Wait! What now?

Postmortem blues #1: Lessons learned…

Nov 15, 2023

This is the first article in a series called “Postmortem blues”. It contains wisdoms related to the practice of blameless retrospectives.

(Like this article? Read more Wednesday Wisdom!)

For decades now, I have been involved in writing and reviewing postmortems. If you are reading this, you probably know what these are, but on the off-chance that you don’t, these are analytical documents you write after an incident. The goal of a postmortem is to analyze thoroughly what happened, learn from it, and then define follow-up actions to ensure that this class of problems does not happen again.

Right off the bat: Too many postmortems try to ensure that this exact problem does not happen again. Instead, try to focus on preventing this entire class of problems.

I am not exactly sure when postmortems became hip and happening, but I first encountered them when I joined Google in the early 2000s. The practice immediately made sense to me: Surely if something went wrong, you would want to learn from what happened and then ensure that you change your ways? With the benefit of hindsight I should have been surprised that this totally logical and sensible practice was not established a lot earlier.

Our industry is by no means the first or only one that does postmortems. I am not sure where the practice originated, but I know that the aviation industry is quite big on them.

If you think you write decent postmortems, read this one from the NTSB about the helicopter crash that killed American basketball star Kobe Bryant.

Two weeks ago I was in the lucky circumstance that I could attend a lecture by NASA space flight director Allison Bolinger (a.k.a Athena Flight) who described the safety culture at NASA. One of the things she touched upon was the postmortem after a launch test of Apollo 1 went south and killed three astronauts. Some of the lessons from that postmortem are still operating mantra at NASA today.

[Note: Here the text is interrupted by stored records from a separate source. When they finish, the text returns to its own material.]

PR #294, opened 2020-03-05
combine run/compare steps in ctests

travissluka:
## Description

@ytremolet  wisely pointed out that we shouldn't have separate `run` and `compare` steps of the ctests. Combining these two steps into one lets us use `cmake --rerun-failed` now. 

A `test_wrapper.sh` script was added that is called by ctests and is responsible for running the run and compare steps together.

### DIFF
--- a/test/CMakeLists.txt
+++ b/test/CMakeLists.txt
@@ -283,6 +283,9 @@ function(soca_add_test)
     LIST(GET ARG_TOL 0 TOL_F)
     LIST(GET ARG_TOL 1 TOL_I)
 
+    # find the MPI command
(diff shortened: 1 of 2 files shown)


jjguerrette:
Very nice solution @travissluka!  Could test_wrapper.sh or something similar live in oops/tools alongside the compare scripts?

travissluka:
@jjguerrette certainly we can move it there eventually.... I just wasn't in the mood today to refactor the 2k lines of oops `test/CMakeLists.txt` files

jjguerrette:
An argument well made @travissluka.  Perhaps I'm being selfish, but we can use the script in mpas-jedi whether it gets used in OOPS ctests or not...

guillaumevernieres (approved):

An important section in every postmortem document is the “Lessons learned" chapter, where the authors collect and summarize everything they learned from the incident and the subsequent analysis.

More often than not, this is (or should be) a very difficult section to write, because this is the section where you showcase your ignorance and/or lack of skill. A good "Lessons learned" section is brutally honest because what needs to be represented there is completely counter to our modern success culture: How awesome we were not, all the things we knew not, and all the things we didn’t know how to do.

It's one of the reasons why postmortems need to be blameless. If people knew that whatever they wrote down in a postmortem would come back to haunt them, they would not be honest, which would not be helpful to the overall learning process. This would lead to a situation where whatever just happened will surely happen again and it would promote a culture where people will take as few risks as possible, which in turn would hurt velocity.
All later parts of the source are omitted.